Her profession is still considered essential, but not the education of her daughters who are now confined to home as she tries to school them and keep her ­maternity clinic running.

“I wanted to stay because I love my country and I didn’t want to leave my patients,” Shefajo says.

“I thought, if I leave the country I will be nothing. But I have three daughters who are now not at school.

“I want to leave, for their education, for their future, but there is no way right now.”

Her extended family – many also doctors in Europe and central Asia – have tried to help, but without visas, or foreign embassies from which to secure them, little can be done.

Her two youngest could return to primary school but she worries about security, and the effect on her 14-year-old – a bright teenager who tells Inquirer she wants to be a surgeon or a politician – if she has to stay home while her sisters go to class.

The family is also running out of money as fewer patients can afford even heavily discounted fees.

Among those who can still scrape the money together, there are many more anaemic mothers-to-be and low-birth-weight babies thanks to basic medicine shortages and the collapse of the banking system that is forcing millions to go without meals.

Shefajo is using her own money to keep the clinic going but she knows that cannot last.

Her husband still works at Kabul’s biggest pubic hospital even though he hasn’t been paid in five months.

“I push him to go for the sake of his patients because he’s such a good doctor,” she says.

With billions of dollars in foreign health funds stalled for fear of it falling into Taliban hands, 2331 clinics have closed, leaving 25,000 health workers unemployed and millions of Afghans with no access to medical services.

Obaidullah Baheer visits Shamsa orphanage on the outskirts of Kabul.
Obaidullah Baheer visits Shamsa orphanage on the outskirts of Kabul.

“That has put unimaginable pressure on those still operating,” says Shefajo.

Skeletal children crowd onto single beds and women give birth on the floor.

In such dire circumstances, more people are threatening to report doctors to the Taliban if they won’t admit relatives, she adds.

“For now doctors are working for God but one day our energy will be finished. There is no solution to these problems right now.”

WHERE many see hopelessness and struggle, Obaid Azimi (not his real name) sees ­opportunity and the chance to live under a true Islamic governance system, though not the brutal theocracy the Taliban ran when it was last in power from 1996 to 2001.

He hopes a more classical Islam will one day underpin Afghan society, where women and girls may freely access all levels of education and go on to work in schools, health, business and “specific ­government positions that Islam provides”.

The former public servant, who quit his job in 2019 over government corruption to start an energy consulting business, says little has changed for his family since the Taliban seized power.

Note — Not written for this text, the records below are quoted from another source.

PR #2876, opened 2016-01-15
Set title with unread notification count

gdpelican:
http://g.recordit.co/uuQjXI8hlD.gif

### DIFF
--- a/lineman/app/app.coffee
+++ b/lineman/app/app.coffee
@@ -52,7 +52,7 @@ angular.module('loomioApp', ['ngNewRouter',
     $compileProvider.debugInfoEnabled(false);
 
 # Finally the Application controller lives here.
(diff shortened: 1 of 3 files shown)


robguthrie:
James I'm not sure about this. 
I think I need a while longer to think about it.. but it feels weird to be changing the title of the page like this.

gdpelican:
My thoughts on why it's a good idea:


- My defacto browsing method (which I think is pretty common) is 'keep a tab open for each thing that I'm mildly interested in, check them when I see numbers'. I don't keep Loomio open in my everyday browsing because it doesn't give me this feedback.
- Almost every platform with notifications I know uses the title in this way (Facebook, Trello, Discourse, Twitter, any email client out there [I know at least yahoo and gmail]. Slack goes so far as to change the favicon based on tab activity)
- This is a really low-cost, really low-risk feature (it's definitely not going to break anything, and if it's only notifications I doubt it'll drive anyone away) which will make Loomio a lot stickier for certain users.

robguthrie:
James I hope you don't mind waiting a little bit longer on this one. Sorry to be drag!!!

robguthrie:
Talked with James and we've agreed to close this for now.

PR #2878, opened 2016-01-19
Instalike!

gdpelican:
Instantly update UI to show liked-ness:
http://g.recordit.co/e1VtMi370A.gif

If the request fails, revert to previous state:
http://g.recordit.co/PKUbx28BiF.gif

(Error message would be good, but happy with this for now.)


robguthrie:
marv! (ellous)

PR #2879, opened 2016-01-19
Move Intercom widget to avoid covering FAB

mhjb:
Can this be tested on an installation that has Intercom?

### Before

image

### After (I hope)

image

### DIFF
--- a/lineman/app/css/1_utilities.scss
+++ b/lineman/app/css/1_utilities.scss
@@ -262,3 +262,7 @@ textarea.form-control {
     opacity: 0;
   }
 }
+
+div#intercom-container div#intercom-launcher {
+    right: 85px;
+}


gdpelican:
Seems ok to me; any other objections?

mhjb:
did you have a chance to test it?

gdpelican:
Yep works fine for me.

Could be a less specific selector though, since ids are unique

```
#intercom-launcher {
  right: 85px;
}
```

mhjb:
I thought I needed a more specific selector than Intercom's own css uses

rdbartlett:
I don't understand why you'd not use an ID for this.

mhjb:
@rdbartlett both my version and @gdpelican use an ID — what are you saying?

rdbartlett:
I was confused. Ignore please :)

gdpelican:
Ah right. Well in any case this works for me and I'm merging it.

PR #2886, opened 2016-01-20
Ensure group exists for validating discussion creation

gdpelican:
http://errbit.loomio.org/apps/550f39ab5b229ba9b8000002/problems/569f198de305f76f5f000114


robguthrie:
oh, right.

thanks james

PR #2889, opened 2016-01-21
Send Spanish-speaking users to translated help manual

HSalmon:


lineman/app/components/group_page/group_help_card/group_help_card.coffee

His wife does not cover her face, though after years of suits and clean shaves he has grown a beard because “it is considered stylish now”.

“Our family are happy. The kids go to school, watch cartoons, go out here and there. My wife has a social life. Thousands of families are like ours in Afghanistan,” he tells Inquirer.

“I understand what others are going through. Many have lost their jobs, businesses have shut down and they can’t take their money out of the banks. But that’s not an issue for me.”

Azimi withdrew his money from the bank as cities began falling to the Taliban in July.

Though an ethnic Tajik, and not from the majority Pashtun tribe from which the Taliban arose, he now has close links to senior regime figures through former university classmates.

Yet he’s unwilling to use his real name or pose for photographs, for fear of jeopardising his future prospects in the country.

Afghan C
Afghan C

“There are opportunities for everybody here to do something good,” he says, although admits that it would be difficult for someone with a “Western world view” to see that.

“In the previous government, there were hundreds of things that weren’t permissible under Islam. Women and men worked in the same office, gathered together for live music.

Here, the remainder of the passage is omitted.